BEGIN Source material
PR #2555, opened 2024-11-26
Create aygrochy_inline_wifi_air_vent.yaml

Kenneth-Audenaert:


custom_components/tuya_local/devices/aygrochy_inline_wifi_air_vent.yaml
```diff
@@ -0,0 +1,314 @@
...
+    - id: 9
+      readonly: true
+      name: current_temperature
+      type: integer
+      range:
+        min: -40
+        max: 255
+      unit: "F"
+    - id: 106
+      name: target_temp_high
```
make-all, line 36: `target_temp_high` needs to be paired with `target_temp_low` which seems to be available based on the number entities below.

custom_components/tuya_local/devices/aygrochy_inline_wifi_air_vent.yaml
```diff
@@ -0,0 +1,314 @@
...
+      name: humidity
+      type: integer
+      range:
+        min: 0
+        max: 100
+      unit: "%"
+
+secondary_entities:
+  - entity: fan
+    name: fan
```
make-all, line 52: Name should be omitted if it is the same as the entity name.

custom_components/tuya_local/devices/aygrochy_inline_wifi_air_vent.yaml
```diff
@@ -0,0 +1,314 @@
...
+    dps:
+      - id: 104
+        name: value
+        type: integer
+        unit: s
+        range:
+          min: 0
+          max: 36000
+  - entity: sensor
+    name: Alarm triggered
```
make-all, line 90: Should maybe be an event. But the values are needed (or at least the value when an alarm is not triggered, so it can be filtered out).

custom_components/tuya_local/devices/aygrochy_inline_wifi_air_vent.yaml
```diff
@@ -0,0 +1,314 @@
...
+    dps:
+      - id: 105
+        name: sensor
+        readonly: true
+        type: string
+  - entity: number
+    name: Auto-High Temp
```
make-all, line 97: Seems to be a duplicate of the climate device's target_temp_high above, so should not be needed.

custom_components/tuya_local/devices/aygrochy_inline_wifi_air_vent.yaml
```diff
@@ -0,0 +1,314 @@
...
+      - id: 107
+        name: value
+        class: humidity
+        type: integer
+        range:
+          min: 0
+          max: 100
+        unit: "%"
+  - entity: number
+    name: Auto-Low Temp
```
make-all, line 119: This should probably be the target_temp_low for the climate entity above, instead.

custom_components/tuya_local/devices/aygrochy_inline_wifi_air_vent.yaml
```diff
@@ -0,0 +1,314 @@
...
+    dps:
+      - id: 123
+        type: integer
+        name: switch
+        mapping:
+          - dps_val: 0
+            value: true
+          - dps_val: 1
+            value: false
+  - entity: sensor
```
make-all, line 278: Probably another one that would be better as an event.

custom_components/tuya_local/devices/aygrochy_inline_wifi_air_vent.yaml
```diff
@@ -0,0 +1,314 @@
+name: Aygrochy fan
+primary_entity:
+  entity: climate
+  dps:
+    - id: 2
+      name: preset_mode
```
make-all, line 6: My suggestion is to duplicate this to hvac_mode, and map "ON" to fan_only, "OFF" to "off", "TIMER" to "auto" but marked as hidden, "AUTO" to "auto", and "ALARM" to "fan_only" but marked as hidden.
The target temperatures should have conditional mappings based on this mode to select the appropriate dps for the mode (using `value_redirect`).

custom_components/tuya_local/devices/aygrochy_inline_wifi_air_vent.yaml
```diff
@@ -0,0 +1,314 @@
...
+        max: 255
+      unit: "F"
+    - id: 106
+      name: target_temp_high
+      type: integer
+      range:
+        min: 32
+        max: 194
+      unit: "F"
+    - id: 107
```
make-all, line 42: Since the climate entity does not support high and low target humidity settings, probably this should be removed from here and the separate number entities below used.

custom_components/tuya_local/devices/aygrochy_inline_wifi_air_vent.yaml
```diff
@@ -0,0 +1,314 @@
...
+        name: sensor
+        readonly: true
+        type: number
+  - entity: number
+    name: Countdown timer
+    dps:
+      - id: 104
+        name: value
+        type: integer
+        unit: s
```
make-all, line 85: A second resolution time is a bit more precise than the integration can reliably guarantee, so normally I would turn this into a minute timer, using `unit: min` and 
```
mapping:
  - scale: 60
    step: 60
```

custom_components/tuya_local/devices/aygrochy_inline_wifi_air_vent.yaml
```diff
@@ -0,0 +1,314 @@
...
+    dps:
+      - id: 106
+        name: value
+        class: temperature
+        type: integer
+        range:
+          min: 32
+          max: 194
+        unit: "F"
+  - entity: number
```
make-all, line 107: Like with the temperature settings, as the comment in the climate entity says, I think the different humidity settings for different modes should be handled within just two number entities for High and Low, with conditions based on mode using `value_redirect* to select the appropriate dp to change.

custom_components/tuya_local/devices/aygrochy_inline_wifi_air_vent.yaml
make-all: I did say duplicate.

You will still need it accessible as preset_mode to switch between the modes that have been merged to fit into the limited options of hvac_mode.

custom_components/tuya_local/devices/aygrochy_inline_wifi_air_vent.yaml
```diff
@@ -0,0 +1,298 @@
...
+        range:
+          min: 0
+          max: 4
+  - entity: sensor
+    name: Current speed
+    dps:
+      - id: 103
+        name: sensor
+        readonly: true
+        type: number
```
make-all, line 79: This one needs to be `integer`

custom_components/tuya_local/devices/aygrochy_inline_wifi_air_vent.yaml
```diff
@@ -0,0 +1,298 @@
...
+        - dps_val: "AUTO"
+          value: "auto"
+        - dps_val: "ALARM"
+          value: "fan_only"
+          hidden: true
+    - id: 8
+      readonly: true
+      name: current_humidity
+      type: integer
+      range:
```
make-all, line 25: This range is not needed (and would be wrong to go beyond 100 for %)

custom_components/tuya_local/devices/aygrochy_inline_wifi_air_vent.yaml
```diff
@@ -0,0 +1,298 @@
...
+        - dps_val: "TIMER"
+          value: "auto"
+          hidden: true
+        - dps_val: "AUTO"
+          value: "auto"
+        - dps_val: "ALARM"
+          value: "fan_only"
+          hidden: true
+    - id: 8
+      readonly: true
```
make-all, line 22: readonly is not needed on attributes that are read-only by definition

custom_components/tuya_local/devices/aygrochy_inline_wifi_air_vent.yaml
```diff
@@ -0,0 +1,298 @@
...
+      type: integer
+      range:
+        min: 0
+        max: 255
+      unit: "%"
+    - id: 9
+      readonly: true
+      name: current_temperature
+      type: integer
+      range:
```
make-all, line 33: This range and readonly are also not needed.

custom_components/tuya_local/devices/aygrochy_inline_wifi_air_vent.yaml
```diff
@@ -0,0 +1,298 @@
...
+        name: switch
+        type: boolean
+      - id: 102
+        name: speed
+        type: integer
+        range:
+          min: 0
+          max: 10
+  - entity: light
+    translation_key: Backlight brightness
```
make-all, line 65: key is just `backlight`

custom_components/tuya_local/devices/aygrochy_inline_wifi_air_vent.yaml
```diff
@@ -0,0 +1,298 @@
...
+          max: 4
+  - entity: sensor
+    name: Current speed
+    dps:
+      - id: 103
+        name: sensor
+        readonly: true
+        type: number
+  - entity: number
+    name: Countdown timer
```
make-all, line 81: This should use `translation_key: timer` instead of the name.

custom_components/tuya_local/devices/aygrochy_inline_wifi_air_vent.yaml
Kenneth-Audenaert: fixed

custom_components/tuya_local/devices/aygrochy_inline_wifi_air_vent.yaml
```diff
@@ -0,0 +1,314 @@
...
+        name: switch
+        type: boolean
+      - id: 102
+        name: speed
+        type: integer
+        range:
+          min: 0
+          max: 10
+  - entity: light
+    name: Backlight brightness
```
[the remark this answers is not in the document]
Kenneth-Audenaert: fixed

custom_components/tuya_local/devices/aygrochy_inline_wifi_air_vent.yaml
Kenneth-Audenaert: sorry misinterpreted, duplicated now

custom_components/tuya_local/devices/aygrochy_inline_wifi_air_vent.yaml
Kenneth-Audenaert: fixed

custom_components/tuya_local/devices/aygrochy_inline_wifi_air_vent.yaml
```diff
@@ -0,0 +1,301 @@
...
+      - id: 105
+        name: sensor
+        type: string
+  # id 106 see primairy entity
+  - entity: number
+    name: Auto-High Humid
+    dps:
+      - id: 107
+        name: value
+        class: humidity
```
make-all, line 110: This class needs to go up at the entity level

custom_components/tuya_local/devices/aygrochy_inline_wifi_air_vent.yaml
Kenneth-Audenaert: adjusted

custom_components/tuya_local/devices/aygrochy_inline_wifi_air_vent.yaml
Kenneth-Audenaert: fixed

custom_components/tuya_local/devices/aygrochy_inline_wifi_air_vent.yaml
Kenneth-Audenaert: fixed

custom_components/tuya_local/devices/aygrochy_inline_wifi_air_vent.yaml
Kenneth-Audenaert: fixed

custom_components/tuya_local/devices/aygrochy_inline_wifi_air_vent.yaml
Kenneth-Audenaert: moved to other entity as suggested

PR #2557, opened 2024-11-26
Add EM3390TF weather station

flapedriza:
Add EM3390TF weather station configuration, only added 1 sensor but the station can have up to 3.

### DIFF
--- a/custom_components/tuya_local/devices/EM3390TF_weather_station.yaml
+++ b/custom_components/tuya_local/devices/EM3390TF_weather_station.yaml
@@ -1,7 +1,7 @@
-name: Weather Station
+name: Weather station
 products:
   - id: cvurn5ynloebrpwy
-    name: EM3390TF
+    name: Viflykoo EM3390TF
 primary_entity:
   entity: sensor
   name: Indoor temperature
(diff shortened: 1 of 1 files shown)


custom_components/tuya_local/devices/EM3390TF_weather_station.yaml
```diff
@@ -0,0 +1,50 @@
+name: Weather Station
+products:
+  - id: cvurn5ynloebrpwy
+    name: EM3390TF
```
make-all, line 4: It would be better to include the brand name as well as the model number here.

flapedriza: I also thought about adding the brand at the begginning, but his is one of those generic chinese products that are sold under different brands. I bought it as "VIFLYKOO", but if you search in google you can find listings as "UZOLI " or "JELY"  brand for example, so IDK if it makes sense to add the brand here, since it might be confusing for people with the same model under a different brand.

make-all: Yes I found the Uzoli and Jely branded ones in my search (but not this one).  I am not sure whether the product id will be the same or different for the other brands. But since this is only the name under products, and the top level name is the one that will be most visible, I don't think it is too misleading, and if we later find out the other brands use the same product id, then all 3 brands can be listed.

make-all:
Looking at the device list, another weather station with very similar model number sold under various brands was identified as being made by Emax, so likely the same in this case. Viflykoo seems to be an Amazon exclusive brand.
END Source material
**Required action:** In the entries above, copy each line that contains the string "into".

**Output for this exercise:**
make-all, line 85: A second resolution time is a bit more precise than the integration can reliably guarantee, so normally I would turn this into a minute timer, using `unit: min` and 
You will still need it accessible as preset_mode to switch between the modes that have been merged to fit into the limited options of hvac_mode.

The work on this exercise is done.